## WHAT YOU ARE ASKED TO DO
Write out again, exactly, the lines below starting at the one with "WFCORE-6817 Operation parameters" and ending at the one with "Issue #144, opened 2022-04-19".

(Stored items)
▼

PR #5985, opened 2024-04-28
WFCORE-6808 Add capability-resolving variant of child ServiceTarget-based ServiceInstaller.Builder

pferraro:
https://issues.redhat.com/browse/WFCORE-6808

### DIFF
--- a/controller/src/main/java/org/jboss/as/controller/RequirementServiceTarget.java
+++ b/controller/src/main/java/org/jboss/as/controller/RequirementServiceTarget.java
@@ -5,7 +5,15 @@
 
 package org.jboss.as.controller;
 
+import java.util.function.Supplier;
+
+import org.jboss.as.controller.capability.CapabilityServiceSupport;
+import org.jboss.msc.Service;
+import org.jboss.msc.service.DelegatingServiceBuilder;
+import org.jboss.msc.service.DelegatingServiceTarget;
 import org.jboss.msc.service.LifecycleListener;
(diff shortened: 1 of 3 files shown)


yersan:
@pferraro even for simple refactorings, I would say we should have them properly tracked in a valid Jira that, in a nutshell, explains the motivation/reason of the refactor. That would help to understand the change and track it down in the future.

What's your opinion about that?

yersan:
@pferraro WFCORE-6808 or WFCORE-6806 (linked to this PR)? there are two commits, could you fix the message on both of them? 

If this PR is for two Jiras I would expect:
-  two Jira links on the PR description
-  two Jira IDs in the PR title
-  each commit message with its Jira ID in the commit message.

pferraro:
There is only 1 jira - but I did transcribe it all kinds of wrong. :/ Fixing...

yersan:
@pferraro Would you agree by squashing both commits or adding the WFCORE-6808 Jira ID to the first commit?

That would help to follow up on the changes in the future. Having a single commit without Jira ID makes finding the Jira that caused the change more difficult. 

We recommend that each commit has the [Jira ID on its message](https://docs.wildfly.org/32/Hacking_On_WildFly.html#commit-message) and I think it is a good practice even for simple refactorings.

pferraro:
Done.

yersan (approved):

yersan:
Thanks @pferraro

PR #5990, opened 2024-05-07
WFCORE-6817 Operation parameters and reply attributes not enabled by the current stability level still appear in the resource description

pferraro:
https://issues.redhat.com/browse/WFCORE-6817


yersan (approved):

yersan:
Thanks @pferraro

PR #5993, opened 2024-05-09
[WFCORE-6823] Don't register the Jakarta AuthConfigFactory in the host controller.

darranl:
https://issues.redhat.com/browse/WFCORE-6823


yersan:
@darranl just asking, shouldn't this change be driven by the RFE that would move Jakarta Authentication to its own subsystem?

bstansberry:
@darranl The JIRA description could use an update then, as the 'bug' aspect is unclear.

darranl:
@yersan / @bstansberry I have updated the description in the issue to say it is to fix the bug,

yersan (approved):

yersan:
Thanks @darranl @bstansberry

Issue #144, opened 2022-04-19
When sorting the resource_version field in the cluster, the result is wrong


liuzouzou:
### What happened?

<img width="1222" alt="wecom-temp-6481f3f543fe2366435429f32712a5ba" src="https://user-images.githubusercontent.com/43669330/163936539-63c08a8b-8ebd-412f-916d-3a477ddb761a.png">
<img width="1245" alt="wecom-temp-af951f2228022fa10d9553e247e0b89e" src="https://user-images.githubusercontent.com/43669330/163936662-13292127-0122-420e-9c00-ee37e057ef12.png">

### What did you expect to happen?

When sorting the resource_version field in the cluster, the query results are correct

### How can we reproduce it (as minimally and precisely as possible)?

kubectl --cluster clusterpedia get pods -l  "search.clusterpedia.io/orderby in (resource_version_desc)"
kubectl --cluster clusterpedia get pods -l  "search.clusterpedia.io/orderby in (resource_version)"

### Clusterpedia Version

<details>

```console
# replace the pod name of clusterpedia apiserver
$ kubectl -n clusterpedia-system exec {clusterpedia-apiserver-pod-name} -- apiserver --version=raw
# paste output here

# replace the pod name of clusterpedia clustersynchro-manager
$ kubectl -n clusterpedia-system exec {clustersynchro-manager-pod-name} -- clustersynchro-manager --version=raw
# paste output here
```

</details>

### Host Kubernetes version

<details>

```console
$ kubectl version
Client Version: version.Info{Major:"1", Minor:"18", GitVersion:"v1.18.20", GitCommit:"1f3e19b7beb1cc0110255668c4238ed63dadb7ad", GitTreeState:"clean", BuildDate:"2021-06-16T12:58:51Z", GoVersion:"go1.13.15", Compiler:"gc", Platform:"linux/amd64"}
Server Version: version.Info{Major:"1", Minor:"18", GitVersion:"v1.18.20", GitCommit:"7c28a83e67cb506f9df948d7b23698f8f9c279b8", GitTreeState:"clean", BuildDate:"2021-07-15T08:58:53Z", GoVersion:"go1.13.15", Compiler:"gc", Platform:"linux/amd64"}
```

</details>

Iceber:
@liuzouzou Thank you very much for the feedback!

The `internalstorage` saves the resource version as a string, but does not convert it to a number for sorting.

We need to convert the `resource_version` field to int when sorting.
[...]

PR #171, opened 2022-05-01
Fix orderby resourceVersion

RuliXu:
Fix https://github.com/clusterpedia-io/clusterpedia/issues/144


pkg/storage/internalstorage/util.go
```diff
@@ -135,9 +135,13 @@ func applyListOptionsToQuery(query *gorm.DB, opts *internal.ListOptions, applyFn
 	// Due to performance reasons, the default order by is not set.
 	// https://github.com/clusterpedia-io/clusterpedia/pull/44
 	for _, orderby := range opts.OrderBy {
-		if supportedOrderByFields.Has(orderby.Field) {
+		orderBy := orderby.Field
```
Iceber, line 138: Since there is already a variable `orderby` with a similar name, it might be easier to read by naming it `field` or `column` (`field` maybe better).

Iceber (approved):
LGTM
@RuliXu Thank you very much for contributing :tada:! Expect more participation from you.

RuliXu:
> LGTM @RuliXu Thank you very much for contributing 🎉! Expect more participation from you.

Thank you for your help! 🎉 With pleasure.

PR #172, opened 2022-05-04
[BUG] - External Database Password

gambol99:
Note, I'm not sure if this is intentional so raising as a bug. The external password is not base64 encoded and so is copied direct into the secret. 

On a related issue, since I was considering to raise it - it would be nice to make the name `name` amd `key` configurable as it makes it eaiser to share between components and potentially supporting a DB_HOSTNAME for again easy templating. 

```YAML
- name: DB_PASSWORD
  valueFrom:
     secretKeyRef:
       name: {{ include "clusterpedia.internalstorage.fullname" . }}
       key: password
```

### DIFF
--- a/charts/templates/_helpers.tpl
+++ b/charts/templates/_helpers.tpl
@@ -68,7 +68,7 @@ Return the proper Docker Image Registry Secret Names
 
 {{- define "clusterpedia.storage.password" -}}
 {{- if eq .Values.storageInstallMode "external" }}
-     {{- required "Please set correct storage password!" .Values.externalStorage.password -}}
+     {{- required "Please set correct storage password!" .Values.externalStorage.password | b64enc -}}
 {{- else -}}
      {{- if eq (include "clusterpedia.storage.type" .) "postgres" }}
           {{- if not (empty .Values.global.postgresql.auth.username) -}}


Iceber:
LGTM
@gambol99 Thank you very much for finding and fixing this bug!

Iceber:
> it would be nice to make the name name amd key configurable as it makes it eaiser to share between components

Good idea, this allows we to reuse the same secret without having to create an additional secret.

> potentially supporting a DB_HOSTNAME for again easy templating.

However, host is usually set in internalstorage-config, so if environment variables are supported, how do you reconcile config and environment variables?
Do we not set the Host in the internalstorage config, and then set it in the environment variable?

calvin0327:
LGTM

Iceber:
> > it would be nice to make the name name amd key configurable as it makes it eaiser to share between components
> 
> Good idea, this allows we to reuse the same secret without having to create an additional secret.
> 
> > potentially supporting a DB_HOSTNAME for again easy templating.
> 
> However, host is usually set in internalstorage-config, so if environment variables are supported, how do you reconcile config and environment variables? Do we not set the Host in the internalstorage config, and then set it in the environment variable?

@gambol99 The pr has been merged, we can discuss it in a new issue and you are more than welcome to continue participating!

PR #173, opened 2022-05-05
move fuzzyname search to applyListOptionsToQuery

cleverhu:
move fuzzyname search to applyListOptionsToQuery


Iceber (approved):
LGTM

Fuzzy search is a more general function that can also be used by collection resources, although only search labels are currently supported

Issue #116, opened 2022-03-17
Support find Deploy/StatefulSet/DaemonSet related to pods


RuliXu:
### What would you like to be added?

Support find out which Deploy/StatefulSet/DaemonSet a pod belongs to.

### Why is this needed?

We would like to have a pod list related to a specific service, and the workload(deploy/statefulset/daemonset) related to the pod. Of course we can get the related workloads with the service selector, but we can only get pods and workloads separately, we can't tell directly which workload one pod belongs to.

Iceber:
Currently, it is supported to find related pods through resources such as deployment/daemonset.
Do you want to find the corresponding deployment or daemonset through pod?

It is now possible to use the [field selector](https://clusterpedia.io/docs/usage/search/multi-cluster/#field-selector) to find the corresponding deployment or daemonset through the pod's lables.
`pod.labels -> deployment.spec.selector.matchLabels`

Does using field selector meet your needs?

RuliXu:
> Currently, it is supported to find related pods through resources such as deployment/daemonset. Do you want to find the corresponding deployment or daemonset through pod?

Yes
> It is now possible to use the [field selector](https://clusterpedia.io/docs/usage/search/multi-cluster/#field-selector) to find the corresponding deployment or daemonset through the pod's lables. `pod.labels -> deployment.spec.selector.matchLabels`
> 
> Does using field selector meet your needs?

I‘m afraid not, for example if pod.labels are more than deployment.spec.selector.matchLabels. I'm thinking we need to find corresponding workload through pod's ownerference.

Iceber:
Usually when we have obtained the complete pod or metadata, and then use metadata.owner to determine the workload it belongs to (if it is a ReplicaSet, then we could search Deployment, if it is DaemonSet/Statefulset/Job, then directly search Daemonset/StatefulSet/Job) .

Do you want to directly use the pod name to get the corresponding workload information without getting the complete resources or metadata of the specific pod?

RuliXu:
> Usually we have obtained the complete pod or metadata, and then use metadata.owner to determine the workload it belongs to (if it is a ReplicaSet, then we could search Deployment, if it is DaemonSet/Statefulset/Job, then directly search Daemonset/StatefulSet/Job) .

Yes, like this.
> Do you want to directly use the pod name to get the corresponding workload information without getting the complete resources or metadata of the specific pod?

Not only the pod name, but the full data of Pod could be used.

PR #175, opened 2022-05-06
fix frequently status switch when listwatch error

ycsk02:
When reflector ListAndWatch occurs error, it will repeatedly run ListAndWatch. So the ClusterResourceSyncCondition status will frequently switch from Syncing to Error. 

Change call watchErrorHandler in watchHandler to set status Syncing, after Watch connection is established.

Add original reflector.go.

@Iceber PTAL, thanks.

#116 

#6

### DIFF
--- a/pkg/synchromanager/clustersynchro/informer/.reflector.go
+++ b/pkg/synchromanager/clustersynchro/informer/.reflector.go
@@ -1,4 +1,20 @@
-package informer
+/*
+Copyright 2014 The Kubernetes Authors.
+
+Licensed under the Apache License, Version 2.0 (the "License");
+you may not use this file except in compliance with the License.
+You may obtain a copy of the License at
+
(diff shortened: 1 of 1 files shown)


Iceber:
@ycsk02 What do you think about the problem that the informer handler may have been notified of the data after the list before the watch started?
But until there is a better solution, the current fix is fine and better than before ListAndWatch

ycsk02:
> 

Hi @Iceber , we expect to be able to present a state of resource synchronization, such as synchronization `Syncing` or failure `Error`.  List is the process of resource synchronization to obtain the full amount of data for the first time. This process does not represent a change in the state of our resource synchronization, but only indicates that we have received a batch of correct data.  Only after the Watch connection is successfully established, can we indicate that the state of resource synchronization is in synchronization.

Iceber (approved):
LGTM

▲

## ANSWER AREA
WFCORE-6817 Operation parameters and reply attributes not enabled by the current stability level still appear in the resource description

pferraro:
https://issues.redhat.com/browse/WFCORE-6817


yersan (approved):

yersan:
Thanks @pferraro

PR #5993, opened 2024-05-09
[WFCORE-6823] Don't register the Jakarta AuthConfigFactory in the host controller.

darranl:
https://issues.redhat.com/browse/WFCORE-6823


yersan:
@darranl just asking, shouldn't this change be driven by the RFE that would move Jakarta Authentication to its own subsystem?

bstansberry:
@darranl The JIRA description could use an update then, as the 'bug' aspect is unclear.

darranl:
@yersan / @bstansberry I have updated the description in the issue to say it is to fix the bug,

yersan (approved):

yersan:
Thanks @darranl @bstansberry

Issue #144, opened 2022-04-19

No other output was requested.